> TASK DIRECTIONS: Copy the records exactly. Include every line.

--- START ---

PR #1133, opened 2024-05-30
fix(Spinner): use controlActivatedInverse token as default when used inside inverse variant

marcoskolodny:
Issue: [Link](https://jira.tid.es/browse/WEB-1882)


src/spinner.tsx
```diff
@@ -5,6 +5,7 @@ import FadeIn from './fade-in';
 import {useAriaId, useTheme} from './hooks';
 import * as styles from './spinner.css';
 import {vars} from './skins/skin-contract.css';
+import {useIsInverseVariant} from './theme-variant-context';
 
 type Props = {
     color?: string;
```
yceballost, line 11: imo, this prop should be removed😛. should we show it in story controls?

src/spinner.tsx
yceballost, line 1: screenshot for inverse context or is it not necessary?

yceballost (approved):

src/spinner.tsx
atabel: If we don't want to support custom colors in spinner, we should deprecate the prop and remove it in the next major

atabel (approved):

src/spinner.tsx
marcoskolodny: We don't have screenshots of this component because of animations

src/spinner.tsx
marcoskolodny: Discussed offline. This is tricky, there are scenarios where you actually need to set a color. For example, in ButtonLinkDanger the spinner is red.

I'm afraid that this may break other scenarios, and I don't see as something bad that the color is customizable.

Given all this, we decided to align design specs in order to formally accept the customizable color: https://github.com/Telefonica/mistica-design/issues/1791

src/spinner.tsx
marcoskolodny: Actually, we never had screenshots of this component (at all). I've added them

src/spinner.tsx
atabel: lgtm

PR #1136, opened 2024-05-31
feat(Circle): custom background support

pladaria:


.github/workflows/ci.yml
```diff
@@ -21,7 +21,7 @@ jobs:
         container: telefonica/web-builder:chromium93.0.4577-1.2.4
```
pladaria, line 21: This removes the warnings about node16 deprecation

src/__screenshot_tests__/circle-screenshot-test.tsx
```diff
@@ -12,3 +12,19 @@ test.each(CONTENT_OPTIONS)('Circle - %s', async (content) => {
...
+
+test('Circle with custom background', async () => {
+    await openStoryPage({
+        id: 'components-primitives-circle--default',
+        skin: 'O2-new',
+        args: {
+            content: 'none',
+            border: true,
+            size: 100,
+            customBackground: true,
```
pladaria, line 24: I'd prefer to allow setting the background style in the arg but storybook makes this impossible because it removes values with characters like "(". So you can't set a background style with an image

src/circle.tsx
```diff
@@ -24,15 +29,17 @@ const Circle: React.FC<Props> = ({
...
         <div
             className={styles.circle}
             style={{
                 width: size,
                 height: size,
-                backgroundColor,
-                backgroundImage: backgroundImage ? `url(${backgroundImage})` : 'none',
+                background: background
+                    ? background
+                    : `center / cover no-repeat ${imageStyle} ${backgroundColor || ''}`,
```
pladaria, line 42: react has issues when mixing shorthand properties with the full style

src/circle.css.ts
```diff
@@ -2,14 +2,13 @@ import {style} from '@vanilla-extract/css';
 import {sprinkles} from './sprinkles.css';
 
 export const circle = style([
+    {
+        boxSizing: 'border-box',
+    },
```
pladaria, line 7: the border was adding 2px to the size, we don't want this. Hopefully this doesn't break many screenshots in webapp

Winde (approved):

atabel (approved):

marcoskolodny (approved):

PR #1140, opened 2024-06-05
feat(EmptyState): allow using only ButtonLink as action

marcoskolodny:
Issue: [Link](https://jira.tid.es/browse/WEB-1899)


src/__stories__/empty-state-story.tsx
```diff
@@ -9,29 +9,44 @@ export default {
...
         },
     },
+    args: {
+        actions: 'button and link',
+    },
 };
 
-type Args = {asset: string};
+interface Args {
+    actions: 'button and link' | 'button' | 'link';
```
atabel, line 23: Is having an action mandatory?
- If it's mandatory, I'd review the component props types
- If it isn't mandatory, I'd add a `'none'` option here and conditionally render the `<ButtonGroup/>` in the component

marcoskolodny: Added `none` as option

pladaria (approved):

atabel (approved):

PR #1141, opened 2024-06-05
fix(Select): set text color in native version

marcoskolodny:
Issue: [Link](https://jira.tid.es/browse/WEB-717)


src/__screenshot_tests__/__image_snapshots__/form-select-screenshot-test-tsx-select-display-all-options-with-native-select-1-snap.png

--- END ---

> WRITTEN SOLUTION:
PR #1133, opened 2024-05-30
fix(Spinner): use controlActivatedInverse token as default when used inside inverse variant

marcoskolodny:
Issue: [Link](https://jira.tid.es/browse/WEB-1882)


src/spinner.tsx
```diff
@@ -5,6 +5,7 @@ import FadeIn from './fade-in';
 import {useAriaId, useTheme} from './hooks';
 import * as styles from './spinner.css';
 import {vars} from './skins/skin-contract.css';
+import {useIsInverseVariant} from './theme-variant-context';
 
 type Props = {
     color?: string;
```
yceballost, line 11: imo, this prop should be removed😛. should we show it in story controls?

src/spinner.tsx
yceballost, line 1: screenshot for inverse context or is it not necessary?

yceballost (approved):

src/spinner.tsx
atabel: If we don't want to support custom colors in spinner, we should deprecate the prop and remove it in the next major

atabel (approved):

src/spinner.tsx
marcoskolodny: We don't have screenshots of this component because of animations

src/spinner.tsx
marcoskolodny: Discussed offline. This is tricky, there are scenarios where you actually need to set a color. For example, in ButtonLinkDanger the spinner is red.

I'm afraid that this may break other scenarios, and I don't see as something bad that the color is customizable.

Given all this, we decided to align design specs in order to formally accept the customizable color: https://github.com/Telefonica/mistica-design/issues/1791

src/spinner.tsx
marcoskolodny: Actually, we never had screenshots of this component (at all). I've added them

src/spinner.tsx
atabel: lgtm

PR #1136, opened 2024-05-31
feat(Circle): custom background support

pladaria:


.github/workflows/ci.yml
```diff
@@ -21,7 +21,7 @@ jobs:
         container: telefonica/web-builder:chromium93.0.4577-1.2.4
```
pladaria, line 21: This removes the warnings about node16 deprecation

src/__screenshot_tests__/circle-screenshot-test.tsx
```diff
@@ -12,3 +12,19 @@ test.each(CONTENT_OPTIONS)('Circle - %s', async (content) => {
...
+
+test('Circle with custom background', async () => {
+    await openStoryPage({
+        id: 'components-primitives-circle--default',
+        skin: 'O2-new',
+        args: {
+            content: 'none',
+            border: true,
+            size: 100,
+            customBackground: true,
```
pladaria, line 24: I'd prefer to allow setting the background style in the arg but storybook makes this impossible because it removes values with characters like "(". So you can't set a background style with an image

src/circle.tsx
```diff
@@ -24,15 +29,17 @@ const Circle: React.FC<Props> = ({
...
         <div
             className={styles.circle}
             style={{
                 width: size,
                 height: size,
-                backgroundColor,
-                backgroundImage: backgroundImage ? `url(${backgroundImage})` : 'none',
+                background: background
+                    ? background
+                    : `center / cover no-repeat ${imageStyle} ${backgroundColor || ''}`,
```
pladaria, line 42: react has issues when mixing shorthand properties with the full style

src/circle.css.ts
```diff
@@ -2,14 +2,13 @@ import {style} from '@vanilla-extract/css';
 import {sprinkles} from './sprinkles.css';
 
 export const circle = style([
+    {
+        boxSizing: 'border-box',
+    },
```
pladaria, line 7: the border was adding 2px to the size, we don't want this. Hopefully this doesn't break many screenshots in webapp

Winde (approved):

atabel (approved):

marcoskolodny (approved):

PR #1140, opened 2024-06-05
feat(EmptyState): allow using only ButtonLink as action

marcoskolodny:
Issue: [Link](https://jira.tid.es/browse/WEB-1899)


src/__stories__/empty-state-story.tsx
```diff
@@ -9,29 +9,44 @@ export default {
...
         },
     },
+    args: {
+        actions: 'button and link',
+    },
 };
 
-type Args = {asset: string};
+interface Args {
+    actions: 'button and link' | 'button' | 'link';
```
atabel, line 23: Is having an action mandatory?
- If it's mandatory, I'd review the component props types
- If it isn't mandatory, I'd add a `'none'` option here and conditionally render the `<ButtonGroup/>` in the component

marcoskolodny: Added `none` as option

pladaria (approved):

atabel (approved):

PR #1141, opened 2024-06-05
fix(Select): set text color in native version

marcoskolodny:
Issue: [Link](https://jira.tid.es/browse/WEB-717)


src/__screenshot_tests__/__image_snapshots__/form-select-screenshot-test-tsx-select-display-all-options-with-native-select-1-snap.png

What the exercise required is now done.